◆ WHAT IS NEEDED ◆
Count the lines in the material below that contain the word "changes" and give the number alone.
····················
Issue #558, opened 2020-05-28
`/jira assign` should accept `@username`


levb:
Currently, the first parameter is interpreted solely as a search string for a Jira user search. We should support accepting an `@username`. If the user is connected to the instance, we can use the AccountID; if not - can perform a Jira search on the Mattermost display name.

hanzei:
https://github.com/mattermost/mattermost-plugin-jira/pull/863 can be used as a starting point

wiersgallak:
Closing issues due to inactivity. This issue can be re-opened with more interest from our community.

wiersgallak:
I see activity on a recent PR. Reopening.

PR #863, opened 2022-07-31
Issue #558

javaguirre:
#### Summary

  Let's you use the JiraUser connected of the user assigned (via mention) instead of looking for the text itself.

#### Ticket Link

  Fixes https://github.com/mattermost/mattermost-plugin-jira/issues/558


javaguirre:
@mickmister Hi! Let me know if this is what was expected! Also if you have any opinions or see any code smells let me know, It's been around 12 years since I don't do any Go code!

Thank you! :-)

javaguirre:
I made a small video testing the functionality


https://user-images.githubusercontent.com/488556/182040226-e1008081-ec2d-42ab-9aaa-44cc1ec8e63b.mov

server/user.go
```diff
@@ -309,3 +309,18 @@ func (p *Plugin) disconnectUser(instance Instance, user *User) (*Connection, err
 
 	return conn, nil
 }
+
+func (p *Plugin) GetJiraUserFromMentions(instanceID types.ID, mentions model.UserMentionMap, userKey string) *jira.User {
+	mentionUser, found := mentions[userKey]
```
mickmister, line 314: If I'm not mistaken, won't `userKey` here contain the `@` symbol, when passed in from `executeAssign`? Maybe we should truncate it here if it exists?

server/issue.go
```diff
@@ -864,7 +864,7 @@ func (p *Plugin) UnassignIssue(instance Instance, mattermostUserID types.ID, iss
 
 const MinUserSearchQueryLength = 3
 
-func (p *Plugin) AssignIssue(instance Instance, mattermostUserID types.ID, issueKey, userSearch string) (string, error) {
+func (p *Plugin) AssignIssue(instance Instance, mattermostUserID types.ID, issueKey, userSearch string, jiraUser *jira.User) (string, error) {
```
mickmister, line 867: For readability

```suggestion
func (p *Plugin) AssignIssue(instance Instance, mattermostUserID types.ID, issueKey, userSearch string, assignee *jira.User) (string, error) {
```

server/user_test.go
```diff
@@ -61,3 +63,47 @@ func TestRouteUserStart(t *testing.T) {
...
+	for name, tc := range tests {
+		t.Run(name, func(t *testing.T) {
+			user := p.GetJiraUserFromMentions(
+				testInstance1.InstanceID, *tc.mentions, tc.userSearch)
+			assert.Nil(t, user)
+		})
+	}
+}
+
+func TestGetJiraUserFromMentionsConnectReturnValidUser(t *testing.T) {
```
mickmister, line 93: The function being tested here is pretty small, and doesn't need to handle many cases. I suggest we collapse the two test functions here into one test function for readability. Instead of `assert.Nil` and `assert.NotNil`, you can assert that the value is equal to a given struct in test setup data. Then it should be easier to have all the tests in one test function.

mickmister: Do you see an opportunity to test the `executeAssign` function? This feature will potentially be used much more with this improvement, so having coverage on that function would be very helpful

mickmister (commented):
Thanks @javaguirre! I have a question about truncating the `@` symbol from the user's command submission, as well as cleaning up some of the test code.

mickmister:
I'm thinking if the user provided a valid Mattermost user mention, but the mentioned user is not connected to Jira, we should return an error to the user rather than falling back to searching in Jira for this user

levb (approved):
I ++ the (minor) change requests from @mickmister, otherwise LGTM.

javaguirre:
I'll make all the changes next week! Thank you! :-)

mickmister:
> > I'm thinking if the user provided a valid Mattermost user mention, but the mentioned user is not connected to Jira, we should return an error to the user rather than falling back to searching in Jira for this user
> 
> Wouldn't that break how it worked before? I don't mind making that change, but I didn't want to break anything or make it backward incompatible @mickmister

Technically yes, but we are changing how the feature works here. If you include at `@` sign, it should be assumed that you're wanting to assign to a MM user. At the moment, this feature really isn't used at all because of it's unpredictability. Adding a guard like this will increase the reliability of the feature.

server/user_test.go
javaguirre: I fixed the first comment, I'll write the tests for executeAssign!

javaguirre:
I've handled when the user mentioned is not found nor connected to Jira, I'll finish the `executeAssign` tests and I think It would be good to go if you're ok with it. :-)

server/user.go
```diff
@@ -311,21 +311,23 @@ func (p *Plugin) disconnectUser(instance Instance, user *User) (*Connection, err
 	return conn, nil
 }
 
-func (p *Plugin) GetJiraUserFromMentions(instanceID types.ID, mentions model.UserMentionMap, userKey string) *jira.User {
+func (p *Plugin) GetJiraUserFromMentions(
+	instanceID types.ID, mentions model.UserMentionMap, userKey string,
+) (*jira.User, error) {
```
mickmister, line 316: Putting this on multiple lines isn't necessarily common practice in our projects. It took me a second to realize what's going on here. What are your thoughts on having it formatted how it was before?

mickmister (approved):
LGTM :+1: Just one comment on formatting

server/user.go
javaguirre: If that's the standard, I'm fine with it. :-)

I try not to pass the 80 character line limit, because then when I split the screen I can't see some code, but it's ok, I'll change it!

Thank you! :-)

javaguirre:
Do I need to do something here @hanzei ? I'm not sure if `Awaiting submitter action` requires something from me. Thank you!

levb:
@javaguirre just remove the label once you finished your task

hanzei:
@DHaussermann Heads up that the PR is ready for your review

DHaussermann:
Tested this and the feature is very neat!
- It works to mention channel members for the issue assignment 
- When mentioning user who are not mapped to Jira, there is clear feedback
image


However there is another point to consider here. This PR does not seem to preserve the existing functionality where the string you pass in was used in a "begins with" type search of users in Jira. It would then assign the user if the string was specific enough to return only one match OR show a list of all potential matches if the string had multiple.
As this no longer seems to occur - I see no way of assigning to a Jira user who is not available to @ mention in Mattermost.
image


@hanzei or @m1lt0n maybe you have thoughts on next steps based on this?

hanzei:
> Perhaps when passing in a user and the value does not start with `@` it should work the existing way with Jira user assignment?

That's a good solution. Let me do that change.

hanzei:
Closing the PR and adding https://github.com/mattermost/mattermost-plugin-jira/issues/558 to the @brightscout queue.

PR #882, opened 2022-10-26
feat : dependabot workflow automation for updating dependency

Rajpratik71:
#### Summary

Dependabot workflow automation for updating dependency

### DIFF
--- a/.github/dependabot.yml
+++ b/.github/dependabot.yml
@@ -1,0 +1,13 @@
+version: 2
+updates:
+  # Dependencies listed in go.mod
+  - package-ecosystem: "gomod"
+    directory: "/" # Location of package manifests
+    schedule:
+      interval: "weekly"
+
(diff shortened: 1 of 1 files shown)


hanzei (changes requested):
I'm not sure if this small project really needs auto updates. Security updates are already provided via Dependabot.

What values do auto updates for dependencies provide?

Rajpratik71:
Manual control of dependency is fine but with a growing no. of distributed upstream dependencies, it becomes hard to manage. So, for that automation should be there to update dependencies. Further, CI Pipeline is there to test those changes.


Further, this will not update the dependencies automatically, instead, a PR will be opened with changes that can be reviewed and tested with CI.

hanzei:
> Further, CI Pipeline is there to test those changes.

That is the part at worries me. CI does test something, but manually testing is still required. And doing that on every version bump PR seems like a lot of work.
····················
◆ WRITTEN RESPONSE ◆
5